The legal complexities will be endless. In our federal system, states have to work within federal law, and a federal government that wants to protect abortion rights, as President Joe Biden announced he would last week, might employ some creative strategies to limit state law. Presently, the FDA is considering whether to lift unnecessary restrictions on medical abortion, including the requirement that patients pick up the pills at a medical facility. The FDA has temporarily suspended that rule, allowing wholly virtual clinics to prescribe medication and ship it directly to patients. Imagine if the FDA went further, and not only removed its own restrictions that limit the medication’s use but also prohibited states from imposing their own restrictions. Would that federal regulation preempt and therefore invalidate state restrictions on medical abortion? Relatedly, could the federal government take the bold action of leasing property to or establishing its own abortion clinics on federal lands, such as in federal-government offices or in national parks? Could federally recognized Native American tribes do the same, as the president of the Oglala Sioux Tribe suggested when South Dakota attempted to ban abortion in 2006? What about the federal government, as one commentator suggested, hiring abortion providers so that they are federal employees and thus immune from state lawsuits under statutes like S.B. 8?
Federal legislation is also possible. Congress is presently considering the Women’s Health Protection Act, which creates a statutory right to abortion and seeks to preempt state bans as well as most current state restrictions on abortion. But this is yet another area of legal uncertainty, as there is no doubt that courts, especially this Supreme Court, could decide that this law is too much of a threat to state sovereignty or that it was not properly passed pursuant to enumerated powers, thereby dismantling federal interventions and creating further confusion. And what if a future anti-abortion president and Congress teamed up to ban abortion nationwide? How would a conservative Supreme Court that has been skeptical of congressional power but also hostile to abortion rights resolve potentially competing beliefs?
This is complicated, mostly unprecedented terrain, and what will happen next to abortion regulation if Roe is overturned or severely limited depends on contested views of the Constitution and our federal structure. Our view on these difficult legal questions is that basic American principles related to the right to travel, limits on the ability of states to control activities outside their borders, and federal preemption of state law will make it difficult for states to regulate interstate abortion access effectively. These principles would also support some federal efforts to promote abortion access everywhere.

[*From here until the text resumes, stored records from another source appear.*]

PR #127, opened 2016-02-03
Update example-web-client.js

misterdai:
Callback argument was `channels` but data being returned is team information.
Altered to avoid confusion where someone might follow the example and expect channel information.


l12s:
Sorry, I didn't notice this PR! Totally my bad - given the somewhat painful merge / rebase given I've now brought `2.0.0` to `master` I'm going to create a separate commit with this change in - thanks for catching it!

PR #133, opened 2016-02-08
pass data.error on CLIENT_EVENTS.FAILED_AUTHENTICATION to allow detecting account_inactive response

larsklevan:
If a bad token is passed to the `RtmClient` Slack will respond with something like the following:

```json
{
  "ok": false,
  "error": "account_inactive"
}
```

Right now the Slack error is not passed back to the `failed_auth` listener. With this change `failed_auth` will be called with`err` of `"account_inactive"`, `"invalid_auth"`, etc if Slack responds with those errors.

### DIFF
--- a/lib/clients/rtm/client.js
+++ b/lib/clients/rtm/client.js
@@ -218,8 +218,9 @@ RTMClient.prototype._onStart = function _onStart(err, data) {
   this._reconnecting = false;
 
   if (err || !data.url) {
-    this.logger.log('verbose', 'failed to connect to the RTM API: ' + err);
-    this.emit(CLIENT_EVENTS.FAILED_AUTHENTICATION, err);
+    var error = err || data.error;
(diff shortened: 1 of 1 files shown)


l12s:
Thanks, this is actually pretty badly written by me. I'm going to update this so that it throws client events that make more sense. I'll update that so you get the actual Slack error passed back through when appropriate.

Will link to that commit once I've written it.

l12s:
See https://github.com/slackhq/node-slack-client/commit/65228f30662b964abae6c87ca9101e64ea8c0c11

l12s:
`2.0.0-beta.8` has the fix for this + the other issue you reported to me directly. Let me know if that covers what you need and I'll close this PR.

Thanks,

Leah

larsklevan:
https://github.com/slackhq/node-slack-client/commit/65228f30662b964abae6c87ca9101e64ea8c0c11 addresses my issue. Thanks for the quick fix!

PR #135, opened 2016-02-10
sync is_member on a channel_left event

larsklevan:
When a `channel_left` event is received for a channel set `is_member` to `false`.

This is significant for a bot client so they respond correctly if they are `/kick`ed from a channel.

### DIFF
--- a/lib/data-store/message-handlers/base-channel.js
+++ b/lib/data-store/message-handlers/base-channel.js
@@ -70,10 +70,10 @@ var handleRename = function handleRename(dataStore, message) {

But the entropy and manipulability that anti-abortion justices claim exists now is not cause to overturn Roe. Much the opposite: Eliminating Roe will insert even more uncertainty and chaos into the law. The simplicity of the current rule—that abortion cannot be prohibited before viability—is far from the only reason to uphold Roe. But the legal quagmire that will result if Roe is overturned is yet another justification for upholding precedent and protecting constitutional rights to abortion.